Neil Vigdor
May 29,
2025, 8:45 p.m. ET4 hours ago
Neil Vigdor
https://www.nytimes.com/live/2025/05/29/us/trump-news
JD
Vance’s campaign plane is being used for migrant deportation flights.
In its
former life, the charter plane with the tail No. N917XA went by the moniker
Trump Force Two.
The
ubiquitous red, white and blue livery logged thousands of miles last year as
the campaign plane of JD Vance, who was elected as President Trump’s vice
president in November.
But that
plane — the same one the campaign offered rides on to entice donors to give
money — is now carrying out a much different and clandestine kind of task for
the Trump administration.
The Boeing
737 has been chartered more than a dozen times this year by the federal
government to deport migrants to several Central American countries, according
to public aviation logs and a group that tracks the flights.
The
Trump-Vance campaign rode to victory in part on its vow to undertake the
largest deportation push in American history. The Trump administration has
since expanded the range of people who can be targeted for removal, sped up the
deportation process for others and, in some cases, tightened the rules for
legal immigrants.
In 2018,
during President Trump’s first term, the plane was used for at least three
deportation flights that took about 360 migrants to El Salvador and Guatemala,
according to the Center for Human Rights at the University of Washington. The
center obtained the data through a public records request.
A fourth
flight, chartered by U.S. Immigration and Customs Enforcement as part of what
is known as its ICE Air program, was used to transfer about 144 migrants
between detention centers in the United States.
The
repurposing of Mr. Vance’s former campaign plane for migrant deportation
flights was first reported by The Arizona Mirror. The publication tallied an
additional 35 flights made by the plane in 2020 between ICE hubs in the United
States and Central and South American countries.
It was not
clear whether Mr. Vance, who represented Ohio in the Senate before being
elected vice president, was aware of the plane’s history.
A spokesman
for the vice president’s office did not immediately respond to a request for
comment on Thursday.
The
Department of Homeland Security, which ICE is part of, declined to comment on
the specific plane, citing security concerns.
“ICE uses
subcontractors to help carry out its mission to deport illegal aliens,” the
department said in a statement. “These subcontractors are not exclusive to
ICE.”
The plane,
which is about 22 years old, is registered to Eastern 737 Asset Holdings L.L.C.

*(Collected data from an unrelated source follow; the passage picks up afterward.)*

PR #3323, opened 2026-09-04
Fix pre-fork Python service name attribution falling back to python3.14

### LINKED ISSUE #3289: A pre-fork server's service name depends on which of its processes discovery selects
### What happens

`monitorPIDs()` registers the discovered process and its children, and stops there
(`pkg/appolly/discover/attacher.go:472`):

```go
// allowing the tracer to forward traces from the discovered PID and its children processes
tracer.AllowPID(ie.FileInfo.Pid(), ie.FileInfo.Ns(), ie.FileInfo)
for _, pid := range ie.ChildPids {
    tracer.AllowPID(pid, ie.FileInfo.Ns(), ie.FileInfo)
}
```

A pre-fork server has a master and several workers, and every one of them serves
requests. Which of them discovery selects therefore decides how much of the application
is covered:

- Select the **master**, and the workers are its children, so all of them carry the
  discovered service name.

in Kansas City, Mo., according to a Federal Aviation Administration registry.
The company did not respond to a request for comment.
From
mid-April through May 24 of this year, the plane was chartered for 16
deportation flights to Mexico, Honduras, Guatemala and El Salvador, according
to Tom Cartwright, an immigrant rights advocate and a volunteer for the group
Witness at the Border. The flight data was verified by The New York Times.
Soon after
Mr. Trump chose Mr. Vance as his running mate last July, the plane became a
mainstay on the trail, ferrying the future vice president and an entourage of
handlers and journalists between Washington and battleground states.
Last August,
the plane had to make an emergency landing in Milwaukee shortly after takeoff
because of a door malfunction. The flight returned to Milwaukee Mitchell
International Airport, where the problem was quickly resolved before it
continued to Cincinnati/Northern Kentucky International Airport.